What needs to be done:
Write each line exactly as it stands, from the line containing "--- a/crates/nucleus-guest-init/src/identity.rs" through the end of the data.

Collected data:
PR #2867, opened 2026-09-12
/work is mounted past the snapshot barrier, and earlier does not compile

brandon-coproduct:
The guest-side half of M3. `guest-init` mounted `/dev/vdb` at `/work` with the other mounts, ~50 lines *before* it announced the snapshot barrier.

Mounting ext4 **writes to its superblock** — mount count goes to 1, the last-mounted path is recorded — so a base snapshotted at the barrier already carried one pod's filesystem metadata. #2866's host-side check refuses exactly that, so without this it would refuse forever.

The barrier's own comment already had the principle:

> *Announce the barrier before asking for anything. After the first fetch below this VM is one particular pod.*

Mounting a per-pod filesystem **is** that, and it was happening first.

## A token, not a convention

`mount_work` takes an `identity::PastBarrier`, which only `identity::barrier` can construct. Mounting the scratch before the barrier isn't a rule someone has to remember — **it does not compile.**

## The first version of that was decorative, and a test caught it

`PastBarrier` started in `main.rs` beside `mount_work`. Rust's field privacy is **module-scoped**, so the marker was constructible by the very code it was meant to constrain. I perturbed the call site to mount before the barrier and it **compiled straight through**.

Moved to `identity.rs`, the same perturbation fails:

```
error[E0603]: tuple struct constructor `PastBarrier` is private
```

The module boundary is the whole mechanism, and it's worth saying out loud because the type looks identical either way. A marker in the same module as its user constrains nothing.

## The guest is not being believed

The host verifies the *outcome* in the superblock (`snapshot::mount_state`, #2866) rather than trusting this. The guest change is the behaviour that makes the host's check pass — not a claim the host accepts.

### DIFF
--- a/crates/nucleus-guest-init/src/identity.rs
+++ b/crates/nucleus-guest-init/src/identity.rs
@@ -190,6 +190,32 @@ pub struct BrokerCapability {
 /// returns `Ok(())` anyway: announcing a barrier is not a request for anything, so failing to
 /// announce it must never stop a pod from starting. The cost of a host that never hears it is
 /// that the VM is refused as a snapshot base, which is the correct answer.
+/// Proof that the snapshot barrier is behind us.
+///
+/// The field is private and this type lives HERE, not beside its user. That is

Solution:
--- a/crates/nucleus-guest-init/src/identity.rs
+++ b/crates/nucleus-guest-init/src/identity.rs
@@ -190,6 +190,32 @@ pub struct BrokerCapability {
 /// returns `Ok(())` anyway: announcing a barrier is not a request for anything, so failing to
 /// announce it must never stop a pod from starting. The cost of a host that never hears it is
 /// that the VM is refused as a snapshot base, which is the correct answer.
+/// Proof that the snapshot barrier is behind us.
+///
+/// The field is private and this type lives HERE, not beside its user. That is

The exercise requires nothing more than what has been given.